А. Р.: Но мое «я» в это время было вне, и…

А. Я.: Время Другого не совпало со временем субъекта. Тогда я повторю в двух словах, про работу совести (этот вопрос всех заинтересовал) я хочу сказать: если мы действительно обратимся к теории Левинаса – Мариона – Кретьена о том, что зов феноменализируется в ответе, если мы скажем, что седиментация совести есть своеобразный перевод или музыкальное исполнение ее молчаливого голоса, то это и будет работой совести. То есть когда мы неявно заданную нам молчаливым зовом тему «исполняем музыкально», когда мы даем ей голос, мы даем ей нашу плоть, для того чтобы зазвучать, это и есть, собственно говоря, работа совести. Седиментация как работа.

А. Р.: Понятно, спасибо! В русской философии все гораздо более диктативно: «работа совести» присваивает нас, она ведет и направляет (поэтому и говорят о том, что русские такие моралисты).

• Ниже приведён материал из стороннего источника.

PR #1282, opened 2022-04-18
Antehandler for blocking validator configured sender

mconcat:
Closes: #XXX

need to change to checktx-only

## Description

______

For contributor use:


faddat (approved):
handy!

I assume that this is to help with the fact that we keep committing to the chain many failed txns per block?

ValarDragon:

И вопрос с Герингом, который на самом деле, отсюда вытекает: Адольф Гитлер, безусловно, может быть голосом совести для Геринга, но работа эта будет деструктивна для Геринга как для субъекта.

А. Я.: Совершенно верно, работа будет деструктивная, но тут различие структурное: случай, когда мы Гитлера назначаем голосом своей совести, – тогда мы имеем дело с чистой автономией, которая в гетерономию не переходит. Поэтому, как говорит Бонхёффер (на стр. 285), это является секулярной параллелью и тем самым разительнейшим противоречием христианской истине.

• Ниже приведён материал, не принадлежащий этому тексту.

PR #1285, opened 2022-04-18
support rocksdb v7

faddat:
Works towards: #695 

## Description

This PR migrates us away from gorocksdb wrapper library, which is no longer maintained, and to grocksdb, which is.  Along the way we get support for rocksdb v7:

https://github.com/facebook/rocksdb/releases/tag/v7.0.1

______

For contributor use:


alexanderbez (commented):
Shouldn't support for this version of RocksDB come from the (our) SDK dependency?

faddat:
oh, if it is notional, that's in error

ValarDragon:
Have you checked if we can upgrade an existing rocksDB database to this new import, and if things still work? If you've tested that and it works, then imo its good to merge!

If that doesn't work, we should call this db something else in tm-db / makefile OR communicate to all validators on the old RocksDB to switch in the interrim. (I would prefer not doing the latter option, or at minimum only considering it after state sync is up)

faddat:
@ValarDragon 

* I think it is compatible with v6
* I think that we were the only ones to use rocksdb as a validator, and tbh, it did not go well (yet).  The biggest issue was state sync, and that broke (for rocks specifically) when we added wasm to osmosis

This is kinda too many "I thinks" for me, I'd like to suggest that we merge this when this is merged:

https://github.com/tendermint/tm-db/pull/239

That way, our tm-db continues to match the one upstream (our iavl currently relies on that repo as well)

p0mvn:
Hi @faddat . I'm reviewing open PRs. Are we still blocked on the PR in `tm-db`?

faddat:
Yes.  We are still blocked on that, here’s a tracker:

https://github.com/tendermint/tm-db/issues/248

faddat:
@marbar3778 I would like to try to resolve this.

faddat:
Regarding this one I intend to bring up the core issues at play on Friday's SDK architecture review call. 

I'd very much like to get it in.

ValarDragon:
Adding the blocked label for now!

ValarDragon:
Closing since we're not actively working on this rn / its gone stale.

Lets re-open when we can allocate attention again?

Seems like this is actually super close to being in a state we can use? We basically needed to:
* Update our TM-DB version
* See what happens running a rocksDB instance on mainnet / it still works
* See what happens if I had a rocks DB v6 version, and we switched to this for v7. (Did things break?)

А. Р.: Это у Франка практически как у Бонхёффера.

Е. Х.: У меня маленький прекраснодушный вопрос, который прямо не касается совести, но который я бы поставила в отношении вопроса об этике, которой мы так или иначе тут касаемся (было бы странно рассуждать о совести вне этического). Как вы считаете, автономия воли все-таки необходима? Желательна? Фантазийна? Является полезной идеей?

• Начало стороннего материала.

Issue #1284, opened 2022-04-18
libwasmvm.so is missing for non-Docker setup


vorotech:
### What is the issue?

`libwasmvm.so` is missing when executing `osmosisd` binary downloaded from the releases page.

This is not a Docker based, but Full Node setup

```sh
$ osmosisd init moniker-1 --home=/home/cosmos/.osmosisd --chain-id=osmosis-1
...
osmosisd: error while loading shared libraries: libwasmvm.so: cannot open shared object file: No such file or directory
```

### System

```sh
$ uanme -a
Linux #23~20.04.2-Ubuntu SMP Thu Mar 31 11:36:15 UTC 2022 x86_64 x86_64 x86_64 GNU/Linux
$ go version
go version go1.18.1 linux/amd64
```

`osmosisd` is https://github.com/osmosis-labs/osmosis/releases/download/v7.2.0/osmosisd-7.2.0-linux-amd64

Last known working version for both downloaded binary as well as built from source without any issues is v6.4.0

### Workaround 

The only workaround I've found is to build from sources, but make extra steps similar to those in Docker file

```sh
wget https://github.com/CosmWasm/wasmvm/releases/download/v1.0.0-beta7/libwasmvm_muslc.a -O /lib/libwasmvm_muslc.a
git clone https://github.com/osmosis-labs/osmosis
cd osmosis
BUILD_TAGS=muslc make build
cp ./build/osmosisd /usr/local/bin
```

NOTE: Only version `v1.0.0-beta7` of CosmWasm/wasmvm is working, other (newer) has breaking interface changes

### Expected result

The `osmosisd` downloaded from the releases page works without any additional requirements or at lease this process is documented.

p0mvn:
Thank you for this issue. It seems that our [builder image](https://github.com/osmosis-labs/osmosis/blob/298ad00dc9f792dfccf10e864002a02bcdd0b3fb/contrib/images/rbuilder/Dockerfile) was not updated with the  cosm wasm related dependencies. I will look into it

alexanderbez:
Does this have anything to do with cross-compiling? If so, enabling CGO and shared libs in automated builds that cross compile is not possible AFAIK (e.g. this is why Ledger doesn't work on cross-compiled builds).

ValarDragon:
My understanding is that cosmwasm statically links the wasmvm binary on supported systems, but on any unsupported system it wouldn't, and requires it to be dynamically linked.
[...]

PR #1286, opened 2022-04-18
fix: release build scripts

p0mvn:
Closes: #1284

This change fixes our `make build-reproducible` Makefile step to generate release binaries. As described in the issue #1284, our current binaries do not have cosm wasm dependencies correctly installed. Wasmvm binaries need to be statically linked.

On initial investigation, I observed that our `rbuilder` is broken when built locally. The version from docker hub that is used by default when local version is not available has not been updated in around a year and does not work with the `main` branch of our repository.

As a result, our `rbuilder` was fixed in this PR by referencing the updated version here: https://github.com/tendermint/images/tree/master/rbuilder

Additionally, it does not make sense to rely on the cosmoshub image (`cosmossdk/rbuilder:latest`). That is not built by our team.

I propose to push the final result of the `rbuilder` in this PR to our Dockerhub (i.e `osmolabs/rbuilder`) CC: @nikever 

## Brief change log
- fix `make build-reproducible` and all related scripts by referencing: https://github.com/tendermint/images/tree/master/rbuilder
- add logic for statically linking wasmvm
- fix permission errors related to cosm wasm library running in container as non-root

## PR Formatting

- Is PR targeted against correct branch (see [CONTRIBUTING.md](https://github.com/cosmos/gaia/blob/main/CONTRIBUTING.md#pr-targeting))  yes

## Testing and Verifying

Built the binary with `make built-reproducible` on main branch and successfully ran it without getting the error described in #1284:
```
./osmosisd-7.0.0-123-g33a436a2-linux-amd64 start
7:09PM INF starting ABCI with Tendermint
```

  - How is the feature or change documented? added a README in `contrib/images/README.md`

### DIFF
--- a/Makefile
+++ b/Makefile
@@ -65,7 +65,7 @@ endif
 ifeq (,$(findstring nostrip,$(OSMOSIS_BUILD_OPTIONS)))
   ldflags += -w -s
 endif
-ifeq ($(LEDGER_ENABLED),true)
+ifeq ($(LINK_STATICALLY),true)
 	ldflags += -linkmode=external -extldflags "-L/lib/ -lwasmvm_muslc -Wl,-z,muldefs -static"
 endif
 ldflags += $(LDFLAGS)
--- a/Makefile
+++ b/Makefile
@@ -105,7 +105,7 @@ build-reproducible: go.sum
 	--env COMMIT=$(COMMIT) \
 	--env LEDGER_ENABLED=$(LEDGER_ENABLED) \
 	--name latest-build osmolabs/rbuilder:latest
-	$(DOCKER) cp -a latest-build:/root/artifacts/ $(CURDIR)/
+	$(DOCKER) cp -a latest-build:/home/builder/artifacts/ $(CURDIR)/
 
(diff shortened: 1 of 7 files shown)


Makefile
```diff
@@ -85,7 +88,7 @@ all: install lint test
 
 BUILD_TARGETS := build install
 
-build: BUILD_ARGS=-o $(BUILDDIR)/
+ build: BUILD_ARGS=-o $(BUILDDIR)/
```
ValarDragon, line 91: is this leading space right?  I thought make file commands have to have no leading spaces for the definition

p0mvn: This is a typo that is fixed now. Thanks for catching that

It worked locally for me. I remember we were having issues in CI when having 4 spaces instead of tabs. That seems to be breaking things

ValarDragon (approved):
This LGTM, but want to leave open in case others who know more than me about the build system get a chance to take a look.

p0mvn:
This is ready now

nikever (approved):
LGTM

А. Я.: Мне кажется, что автономия является некоторым идеалом, к которому мы можем стремиться, но которого мы никогда не достигаем. Это чисто эмпирически. А во-вторых: насколько этот идеал полезен? – это тоже очень большой вопрос. Тот факт, что эмпирически мы никогда не сталкиваемся с чистой автономией, показывает, что чистая автономия, в которой нет никакой гетерономии, возможно, является лишь конструктом и в качестве такового не так уж она и полезна. Стоит сказать, что само это противостояние автономии и гетерономии – оно же не очевидно; когда мы начинаем смотреть, что Кант понимал под автономией и гетерономией, там открывается такое количество моментов, что возникает большой вопрос: есть ли у Канта чистая автономия? Есть работа Габриэлы Бастерра, в которой она аргументирует, что у Канта чистой автономии (такой автономии, какой бы он хотел, когда он пишет об этике) нет, ее нет даже у него самого, в его теоретических построениях. Точно так же, когда Хайдеггер (в книге «Кант и проблема метафизики») говорит, что структуры времени – это чистая авто-аффекция, приходит Франсуаза Дастюр и говорит: даже тут, у Хайдеггера эта само-аффекция не совсем чистая. Мне кажется, что идея автономии полезна, а идея чистой автономии не очень полезна. Точно так же с чистой гетерономией, с чистой авто- и гетеро-аффекцией – этого, во-первых, не бывает, а во-вторых, и не нужно. Но, может быть, другие докладчики что-то имеют на это сказать?

Е. Ш.: Другие докладчики открестились, ушли от ответа.